REQUIREMENT
In the records below, find each line holding the word "AppResources" and copy it.

DATA RECORDS

PR #2079, opened 2022-09-16
[SG-169] Passwordless demo change requests

andrebispo5:
## Type of change
- [ ] Bug fix
- [X] New feature development
- [ ] Other

## Objective

Change requests from async demo of passwordless feature.

## Code changes

Forced modal to appear after app came into foreground. Android was having erratic behaviour when the user had the app in background and clicked the received notification.

## Screenshots

image
image

## Before you submit

### DIFF
--- a/src/App/App.xaml.cs
+++ b/src/App/App.xaml.cs
@@ -166,6 +166,8 @@ namespace Bit.App
             var loginRequestData = await _authService.GetPasswordlessLoginRequestByIdAsync(notification.Id);
             var page = new LoginPasswordlessPage(new LoginPasswordlessDetails()
             {
+                PubKey = loginRequestData.PublicKey,
+                Id = loginRequestData.Id,
                 IpAddress = loginRequestData.RequestIpAddress,
                 Email = await _stateService.GetEmailAsync(),
                 FingerprintPhrase = loginRequestData.RequestFingerprint,
--- a/src/App/App.xaml.cs
+++ b/src/App/App.xaml.cs
@@ -31,6 +31,7 @@ namespace Bit.App
         private readonly IAccountsManager _accountsManager;
         private readonly IPushNotificationService _pushNotificationService;
         private static bool _isResumed;
+        private static bool _pendingCheckPasswordlessLoginRequests;
 
         public App(AppOptions appOptions)
         {
@@ -152,16 +153,18 @@ namespace Bit.App
 
         private async Task CheckPasswordlessLoginRequestsAsync()
         {
+            if (!_isResumed)
+            {
+                _pendingCheckPasswordlessLoginRequests = true;
+                return;
+            }
+
+            _pendingCheckPasswordlessLoginRequests = false;
             if (await _vaultTimeoutService.IsLockedAsync())
             {
                 return;
             }
 
-            // Wait for the app to be in the foreground to show the pop up modal
-            while (!_isResumed)
-            {
-                await Task.Delay(500);
-            }
 
             var notification = await _stateService.GetPasswordlessLoginNotificationAsync();
             if (notification == null)
@@ -205,6 +208,10 @@ namespace Bit.App
                     SyncIfNeeded();
                 }
             }
+            if (_pendingCheckPasswordlessLoginRequests)
+            {
+                CheckPasswordlessLoginRequestsAsync().FireAndForget();
+            }
             if (Device.RuntimePlatform == Device.Android)
             {
                 await _vaultTimeoutService.CheckVaultTimeoutAsync();
@@ -237,6 +244,10 @@ namespace Bit.App
         {
             System.Diagnostics.Debug.WriteLine("XF App: OnResume");
             _isResumed = true;
+            if (_pendingCheckPasswordlessLoginRequests)
+            {
+                CheckPasswordlessLoginRequestsAsync().FireAndForget();
+            }
             if (Device.RuntimePlatform == Device.Android)
             {
                 ResumedAsync().FireAndForget();
--- a/src/App/App.xaml.cs
+++ b/src/App/App.xaml.cs
@@ -31,6 +31,7 @@ namespace Bit.App
         private readonly IAccountsManager _accountsManager;
         private readonly IPushNotificationService _pushNotificationService;
         private static bool _isResumed;
+        // this variable is static because the app is launching new activities on notification click, creating new instances of App. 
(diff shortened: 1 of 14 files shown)


src/App/Pages/Accounts/LoginPasswordlessViewModel.cs
```diff
@@ -45,11 +43,9 @@ public LoginPasswordlessViewModel()
 
         public ICommand RejectRequestCommand { get; }
 
-        public FormattedString FingerprintPhraseFormatted => CreateFingerprintPhrase(LoginRequest.FingerprintPhrase);
+        public string LogInAttemptByLabel => string.Format(AppResources.LogInAttemptByXOnY, LoginRequest?.Email, LoginRequest?.Origin);
```
fedemkr, line 46: If `LoginRequest` is `null` then the string would not make much sense: "Login attempt by on".
So if it can be `null` I'd show a different string or put a loading indicator if it needs to wait to load or show an error or empty if it's just because of the order on the bindings that it's `null` the first time and then it completes the second time the property is changed.

src/App/Pages/Accounts/LoginPasswordlessViewModel.cs
```diff
@@ -60,56 +56,30 @@ public LoginPasswordlessDetails LoginRequest
...
             _platformUtilsService.ShowToast("info", null, approveRequest ? AppResources.LogInAccepted : AppResources.LogInDenied);
         }
 
-        private string CreateRequestDate(DateTime requestDate)
+        private string CreateRequestDate(DateTime? requestDate)
         {
-            var minutesSinceRequest = requestDate.ToUniversalTime().Minute - DateTime.UtcNow.Minute;
+            if (!requestDate.HasValue)
+            {
+                return String.Empty;
```
fedemkr, line 79: Use lowercase `string`

src/App/App.xaml.cs
```diff
@@ -155,6 +157,12 @@ private async Task CheckPasswordlessLoginRequestsAsync()
                 return;
             }
 
+            // Wait for the app to be in the foreground to show the pop up modal
+            while (!_isResumed)
+            {
+                await Task.Delay(500);
+            }
```
fedemkr, line 164: I'd like to avoid having this Delay thing, what do you think of having something like using a flag to indicate that there is a pending operation to check the passwordless login request and trigger this method again?

```c#
// maybe it needs to be volatile, I'm not sure if there could be a thread update issue, not at first sight but wanted to point it out just in case
private bool _pendingCheckPasswordlessLoginRequests;

...

private async Task CheckPasswordlessLoginRequestsAsync()
{
    if(!_isResumed)
    {
        return;
    }

    _pendingCheckPasswordlessLoginRequests = false;

    if (await _vaultTimeoutService.IsLockedAsync())
    {
        return;
    }

...

else if (message.Command == "passwordlessLoginRequest" || message.Command == "unlocked")
{
    _pendingCheckPasswordlessLoginRequests = true;
    CheckPasswordlessLoginRequestsAsync().FireAndForget();
}

...

protected async override void OnStart()
{
    System.Diagnostics.Debug.WriteLine("XF App: OnStart");
    _isResumed = true;
    if(_pendingCheckPasswordlessLoginRequests)
    {
        CheckPasswordlessLoginRequestsAsync().FireAndForget();
    }

...

protected override void OnResume()
{
    System.Diagnostics.Debug.WriteLine("XF App: OnResume");
    _isResumed = true;
    // dunno if it's necessary here
    if(_pendingCheckPasswordlessLoginRequests)
    {
        CheckPasswordlessLoginRequestsAsync().FireAndForget();
    }
```

fedemkr (changes requested):

src/App/Pages/Accounts/LoginPasswordlessPage.xaml
```diff
@@ -19,62 +19,66 @@
...
-                FontSize="Title"
-                FontAttributes="Bold"
-                Margin="0,14,0,21"/>
-            <Label
+    <StackLayout 
+            Padding="7, 0, 7, 20">
+        <ScrollView
+            VerticalOptions="FillAndExpand">
+            <StackLayout
+                VerticalOptions="FillAndExpand">
```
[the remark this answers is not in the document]
andrebispo5: Was moving things around and trying different approaches to avoid nesting and forgot about it. In the end needed to add one more level to the tree anyway.

src/App/Pages/Accounts/LoginPasswordlessViewModel.cs
andrebispo5: it should have value, will make it empty until the data is loaded and property raised.

src/App/Pages/Accounts/LoginPasswordlessViewModel.cs
```diff
@@ -43,12 +43,14 @@ public LoginPasswordlessViewModel()
 
         public ICommand RejectRequestCommand { get; }
 
-        public string LogInAttemptByLabel => string.Format(AppResources.LogInAttemptByXOnY, LoginRequest?.Email, LoginRequest?.Origin);
+        public string LogInAttemptByLabel => hasEmailAndOrigin ? string.Format(AppResources.LogInAttemptByXOnY, LoginRequest.Email, LoginRequest.Origin) : string.Empty;
```
fedemkr, line 46: Can you have a `LoginRequest` that doesn't have an `Email` or `Origin` and then those properties are updated?
Because unless that scenario could happen I think that here you could have just 
`public string LogInAttemptByLabel => LoginRequest != null ? string.Format(...) : string.Empty;`
and remove `hasEmailAndOrigin`, btw if you were to keep the property, it needs first letter uppercase `HasEmailAndOrigin`

src/App/App.xaml.cs
```diff
@@ -31,6 +31,7 @@ public partial class App : Application, IAccountsManagerHost
         private readonly IAccountsManager _accountsManager;
         private readonly IPushNotificationService _pushNotificationService;
         private static bool _isResumed;
+        private static bool _pendingCheckPasswordlessLoginRequests;
```
fedemkr, line 34: why is this `static`?

fedemkr (changes requested):

src/App/App.xaml.cs
andrebispo5: otherwise the value gets lost on sleep on android.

RESPONSE
+        public string LogInAttemptByLabel => string.Format(AppResources.LogInAttemptByXOnY, LoginRequest?.Email, LoginRequest?.Origin);
             _platformUtilsService.ShowToast("info", null, approveRequest ? AppResources.LogInAccepted : AppResources.LogInDenied);
-        public string LogInAttemptByLabel => string.Format(AppResources.LogInAttemptByXOnY, LoginRequest?.Email, LoginRequest?.Origin);
+        public string LogInAttemptByLabel => hasEmailAndOrigin ? string.Format(AppResources.LogInAttemptByXOnY, LoginRequest.Email, LoginRequest.Origin) : string.Empty;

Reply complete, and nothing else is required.